Given records =>
PR #331, opened 2020-11-01
Removing Petroleum Report - Infrastructure and Petroleum Report - Cum…

talebib:
…ulative Water Production

Petroleum Report - Infrastructure, was removed from reporting requirements in 2018 under the MWOLA Act 2018.

Petroleum Report – Cumulative Water Production is no longer required. This report is lodged with the Petroleum Production Report in the LP as part of petroleum production reporting requirements under the Petroleum and Gas (General Provisions) Regulation 2017 Section 42(3)(d) and (f).

### DIFF
--- a/vocabularies/georesources-report-types.ttl
+++ b/vocabularies/georesources-report-types.ttl
@@ -419,28 +419,12 @@ grt:petroleum-report-annual a skos:Concept ;
     skos:prefLabel "Petroleum Report - Annual"@en ;
     skos:topConceptOf <http://linked.data.gov.au/def/georesource-report> .
 
-grt:petroleum-report-cumulative-water-production a skos:Concept ;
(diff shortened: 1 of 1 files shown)


KellyVance:
@talebib 

I think the intent here is to retain these report types as things that have been submitted in the past and still exist in the system, but are no longer current report types that will be accepted by the lodgement portal.

As such I would retain these as concepts, but remove them from the collections that the lodgement portal uses to populate the Report Type Selection drop-down list.

i.e. instead of removing them entirely, find the list _grt:lodgement-portal-reports a skos:Collection ;_  and just _remove grt:petroleum-report-cumulative-water-production_ and _grt:petroleum-report-infrastructure_ from that list

talebib:
Thanks Vance. Understood!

Work task => Word for word, output the lines of the data from its first line through the line where "Petroleum Report - Infrastructure, was" appears, and stop there.

Response to this task =>
PR #331, opened 2020-11-01
Removing Petroleum Report - Infrastructure and Petroleum Report - Cum…

talebib:
…ulative Water Production

Petroleum Report - Infrastructure, was removed from reporting requirements in 2018 under the MWOLA Act 2018.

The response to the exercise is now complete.